Let $$\lambda \in \mathbb{Z}$$, $$\vec{a} = \lambda \hat{i} + \hat{j} - \hat{k}$$ and $$\vec{b} = 3\hat{i} - \hat{j} + 2\hat{k}$$. Let $$\vec{c}$$ be a vector such that $$(\vec{a} + \vec{b}) \times \vec{c} = 0$$, $$\vec{a} \cdot \vec{c} = -17$$ and $$\vec{b} \cdot \vec{c} = -20$$. Then $$|\vec{c} \times (\lambda\hat{i} + \hat{j} + \hat{k})|^2$$ is equal to

Given: $$\vec{a} = \lambda\hat{i} + \hat{j} - \hat{k}$$, $$\vec{b} = 3\hat{i} - \hat{j} + 2\hat{k}$$, $$\lambda \in \mathbb{Z}$$.

$$(\vec{a} + \vec{b}) \times \vec{c} = \vec{0}$$, $$\vec{a} \cdot \vec{c} = -17$$, $$\vec{b} \cdot \vec{c} = -20$$.

$$\vec{a} + \vec{b} = (\lambda+3)\hat{i} + 0\hat{j} + \hat{k}$$

So $$\vec{c} = t[(\lambda+3)\hat{i} + 0\hat{j} + \hat{k}]$$ for some scalar $$t$$.

$$\vec{a} \cdot \vec{c} = t[\lambda(\lambda+3) + 0 - 1] = t[\lambda^2 + 3\lambda - 1] = -17$$ ... (i)

$$\vec{b} \cdot \vec{c} = t[3(\lambda+3) + 0 + 2] = t[3\lambda + 11] = -20$$ ... (ii)

From (i)/(ii): $$\frac{\lambda^2 + 3\lambda - 1}{3\lambda + 11} = \frac{17}{20}$$

$$20(\lambda^2 + 3\lambda - 1) = 17(3\lambda + 11)$$

$$20\lambda^2 + 60\lambda - 20 = 51\lambda + 187$$

$$20\lambda^2 + 9\lambda - 207 = 0$$

Using the quadratic formula: $$\lambda = \frac{-9 \pm \sqrt{81 + 4 \cdot 20 \cdot 207}}{40} = \frac{-9 \pm \sqrt{81 + 16560}}{40} = \frac{-9 \pm \sqrt{16641}}{40} = \frac{-9 \pm 129}{40}$$

$$\lambda = \frac{120}{40} = 3$$ or $$\lambda = \frac{-138}{40}$$ (not an integer).

So $$\lambda = 3$$.

From (ii): $$t(9 + 11) = -20$$, so $$t = -1$$.

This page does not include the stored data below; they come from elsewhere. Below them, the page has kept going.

PR #501, opened 2026-02-19
feat: support Gemini 3.x thought_signature in tool calls

talhamsajid:
Gemini 3.x models require a thought_signature to be returned in subsequent conversation turns when using tool calls. This patch adds the necessary fields to ToolCall protocol types and updates the OpenAI-compatible provider and agent loop to capture and preserve these signatures. This fixes the 400 Bad Request errors when using models like gemini-3.1-pro-preview with tools.


nikolasdehor (approved):
Targeted fix for Gemini 3.x tool call compatibility. The changes are minimal and well-scoped.

The approach of threading `ExtraContent` through the protocol types is clean — it avoids Gemini-specific hacks in the generic code path.

A few notes:

1. **Serialization round-trip** — The `extra_content` field is added to the `ToolCall` struct in protocoltypes with `json:"extra_content,omitempty"`. This means when the assistant message with tool calls is serialized back to the provider (in subsequent turns), the `extra_content` with the `thought_signature` will be included. This is exactly what Gemini 3.x requires — the thought signature must be echoed back.

2. **Other providers unaffected** — Since `ExtraContent` is `omitempty` and will be `nil` for non-Gemini providers, this adds no overhead or behavioral change for OpenAI/Anthropic/etc.

3. **No tests** — Understandable for a protocol fix like this (would require mocking Gemini 3.x responses), but a simple unit test for `parseResponse` with an `extra_content` field in the JSON would strengthen confidence.

4. **Streaming path** — This only modifies `parseResponse` (non-streaming). If the project also has a streaming response parser for OpenAI-compat, the same `extra_content` extraction would need to be added there too. Worth checking.

LGTM for the non-streaming path.

PR #512, opened 2026-02-20
fix(web_fetch): include fetched page content in ForLLM response

### LINKED ISSUE #388: web_fetch tool: ForLLM response missing actual page content
## Bug Description

The `web_fetch` tool's `ForLLM` field only returns a metadata summary line, not the actual fetched content. This means the LLM can never see the web page content it fetched, making the tool effectively useless.

## Current Behavior

`ForLLM` returns:
```
Fetched 5000 bytes from https://example.com (extractor: text, truncated: false)
```

The LLM sees only this summary — **no actual page content**.

Meanwhile, `ForUser` contains the full JSON result including the extracted text, which is displayed to the end user but invisible to the LLM.

## Expected Behavior

`ForLLM` should include the extracted text content so the LLM can read and reason about the fetched page.

## Impact

- The LLM repeatedly calls `web_fetch` on the same URL because it never receives the content, causing a tool call loop until `max_tool_iterations` is hit.
- The agent cannot answer any question that requires reading web content.

## Root Cause

In `pkg/tools/web.go`, line ~479:

```go
return &ToolResult{
    ForLLM:  fmt.Sprintf("Fetched %d bytes from %s (extractor: %s, truncated: %v)", len(text), urlStr, extractor, truncated),
    ForUser: string(resultJSON),
}
```

`ForLLM` only formats the metadata, omitting the `text` variable that contains the actual extracted content.

## Fix

Include the extracted text in `ForLLM`:

```go
forLLM := fmt.Sprintf("Fetched %d bytes from %s (extractor: %s, truncated: %v)\n\n%s", len(text), urlStr, extractor, truncated, text)

return &ToolResult{
    ForLLM:  forLLM,
    ForUser: string(resultJSON),
}
```

CrisisAlpha:
## 📝 Description

The `web_fetch` tool's `ForLLM` field only returned a metadata summary line (byte count, extractor type, truncation status), omitting the actual extracted page content. This meant the LLM could never read fetched web pages, causing it to loop calling `web_fetch` repeatedly until `max_tool_iterations` was hit.

The fix appends the extracted text content to the `ForLLM` response so the LLM can read and reason about fetched pages.

## 🗣️ Type of Change
- [ ] 📖 Documentation update

## 🤖 AI Code Generation

## 🔗 Related Issue

Fixes #388

- **Reference URL:** https://github.com/sipeed/picoclaw/issues/388
- **Reasoning:** `ForLLM` is what the LLM sees as the tool result. Without the actual content, the tool provides no value and causes the LLM to loop indefinitely.

## 🧪 Test Environment
- **Hardware:** Mac (x86_64)
- **OS:** macOS
- **Model/Provider:** N/A (unit tests only, no API keys needed)
- **Channels:** N/A

## 📸 Evidence (Optional)
<details>

**Before (broken):** `ForLLM` returns only:
```
Fetched 5000 bytes from https://example.com (extractor: text, truncated: false)
```

**After (fixed):** `ForLLM` returns metadata + actual content:
```
Fetched 5000 bytes from https://example.com (extractor: text, truncated: false)

[actual page content here]
```

All tests pass: `make fmt`, `make vet`, `make test` ✓

</details>

## ☑️ Checklist

Made with [Cursor](https://cursor.com)

### DIFF
--- a/pkg/tools/web.go
+++ b/pkg/tools/web.go
@@ -477,7 +477,7 @@ func (t *WebFetchTool) Execute(ctx context.Context, args map[string]interface{})
 	resultJSON, _ := json.MarshalIndent(result, "", "  ")
 
 	return &ToolResult{
-		ForLLM:  fmt.Sprintf("Fetched %d bytes from %s (extractor: %s, truncated: %v)", len(text), urlStr, extractor, truncated),
+		ForLLM:  fmt.Sprintf("Fetched %d bytes from %s (extractor: %s, truncated: %v)\n\n%s", len(text), urlStr, extractor, truncated, text),
 		ForUser: string(resultJSON),
 	}
 }
--- a/pkg/tools/web_test.go
+++ b/pkg/tools/web_test.go
@@ -36,9 +36,14 @@ func TestWebTool_WebFetch_Success(t *testing.T) {
 		t.Errorf("Expected ForUser to contain 'Test Page', got: %s", result.ForUser)
 	}
 
-	// ForLLM should contain summary
-	if !strings.Contains(result.ForLLM, "bytes") && !strings.Contains(result.ForLLM, "extractor") {
-		t.Errorf("Expected ForLLM to contain summary, got: %s", result.ForLLM)
+	// ForLLM should contain summary metadata
+	if !strings.Contains(result.ForLLM, "bytes") || !strings.Contains(result.ForLLM, "extractor") {
+		t.Errorf("Expected ForLLM to contain summary metadata, got: %s", result.ForLLM)
+	}
+
+	// ForLLM should contain the actual fetched page content
+	if !strings.Contains(result.ForLLM, "Test Page") {
+		t.Errorf("Expected ForLLM to contain actual page content 'Test Page', got: %s", result.ForLLM)
 	}
 }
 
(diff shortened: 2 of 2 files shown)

$$\vec{c} = -1 \cdot (6\hat{i} + 0\hat{j} + \hat{k}) = -6\hat{i} - \hat{k}$$

Verify: $$\vec{a} \cdot \vec{c} = 3(-6) + 1(0) + (-1)(-1) = -18 + 1 = -17$$ ✓

$$\lambda\hat{i} + \hat{j} + \hat{k} = 3\hat{i} + \hat{j} + \hat{k}$$

$$\vec{c} \times (3\hat{i} + \hat{j} + \hat{k}) = \begin{vmatrix} \hat{i} & \hat{j} & \hat{k} \\ -6 & 0 & -1 \\ 3 & 1 & 1 \end{vmatrix}$$

$$= \hat{i}(0+1) - \hat{j}(-6+3) + \hat{k}(-6-0) = \hat{i}(1) - \hat{j}(-3) + \hat{k}(-6) = \hat{i} + 3\hat{j} - 6\hat{k}$$

$$|\vec{c} \times (3\hat{i} + \hat{j} + \hat{k})|^2 = 1 + 9 + 36 = 46$$

The correct answer is Option A: $$46$$.